Going to the Dogs
With such a beautiful morning going, plenty to take care of and a cup of my fav Eight O’Clock coffee under my belt (it’s hard to find in stores around here), I suddenly recalled a pet peeve of mine, so to speak. Many campers of all stripes, from tenters to motorhome dwellers, keep pets. That’s perfectly fine if you appreciate their company and can live with the inconveniences they impose. The good part for me is that, out here, none so far have proven to be mindless yappers or ill-behaved. The great majority are kept leashed or tied up, per campsite policy.
During my first disappointing venture to the dump station yesterday, I noticed a woman holding her dog in her arms while another dog circled her, wanting to get at it. I assumed she had two dogs. Then they drove away, and I found the one, a dark, nervous, coyote-like mutt wearing a blue bandana around its neck, still wandering around. It went from vehicle to vehicle, then to a man throwing bags of garbage into the dumpsters. It even followed my truck briefly as I repositioned the Ford for the next stage. It appeared agitated and lost, one of those one-man dogs who had lost its one man. The guy at the dumpsters asked if it was my dog, and when I assured him that it wasn’t, he looked at it, slowly shaking his head with some pity and a little anger.
He wasn’t angry at the dog. He was angry at the kind of people who “love” their furry buddies so much that they feel compelled to turn them loose to enjoy the wilds with them, free and unconstrained by The Man’s arbitrary and suffocating rules. A dog that’s free to wander is a natural thing, right? Back to nature. No arbitrary boundaries. That’s what it’s all about out here, isn’t it?
So here’s a frightened dog that’s basically unsocialized, untrusting, lost as lost can be, and surrounded by thousands of acres of barren desert. And, its human pal and caretaker has placed it at risk in the name of his own personal freedom. How’s that dog going to find his owner again out here? It looked completely disoriented. There’s no one to call. There’s no dogcatcher department in the town five miles away. And the local police, if they’ll come out to this federally-run area at all, won’t come out unless it attacks someone.
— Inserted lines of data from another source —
PR #1369, opened 2015-03-07
Refactor user function calls and added test to PythonEvalUTest

inflector:
1. Refactored the way user functions are called so now both `Handle PythonEval::apply` and `TruthValuePtr PythonEval::apply_tv` use the same code.
1. Refactored the Python error message building code so it's now in once place.
1. Added test of cog-execute and cog-evaluate nodes to test `PythonEval::apply` and `PythonEval::apply_tv` to PythonEvalUTest.

(EDIT: This is done ->) There is one more significant refactor left that is not part of this pull request, the change to direct execution of user functions from the current Python function `execute_user_function` calling the user function.

### DIFF
--- a/opencog/cython/opencog/atomspace.pxd
+++ b/opencog/cython/opencog/atomspace.pxd
@@ -82,7 +82,7 @@ cdef extern from "opencog/atomspace/atom_types.h" namespace "opencog":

It’s just a lost dog.
Meanwhile, its owner is assuming that it will find its way back – it always has. If it doesn’t show up within a reasonable time, the owner will fret and lament not that he shouldn’t have let it run free, but merely that it hasn’t returned. I’ve read a few first-hand accounts of counterculture-ish campers whose pet companions disappeared for unusually long periods, and this is how they tend to think. If the animal resists training and can’t help itself from chasing things and disappears for days in the bush, they lament the trait and yet never give a thought to keeping it tied. It doesn’t seem to occur to them that mountain bikers, young or old, are a potential chase object. One guy had a chaser that looked like a cross between a german shepherd and a rottweiler, and I can tell you that few things evoke a chase response better than a bicyclist meandering by. Biking across remote areas is fairly common out here.
Like parents who feel that discipline is a negative damper to a child’s development, there are a few people who don’t really get what love is. They simply indulge their own insecurities or compulsions without a thought to a welfare other than their own, at the core. The center of their being is feeling the emotion of love for their pet, rather than doing what needs to be done for it. The gold standard of this is the pet owner who can’t bring him or herself to have an animal that is dying and in great pain put down. They “love” it too much, they say. Turning an unsocialized dog free out here, with or without a “my pal” blue bandanna is not love. It’s selfishness and irresponsibility masquerading as it.
That’s why the guy at the dumpsters was dismayed and angry. Safe to say, I felt that way too. Did I leave anything unclear on this? Didn’t think so.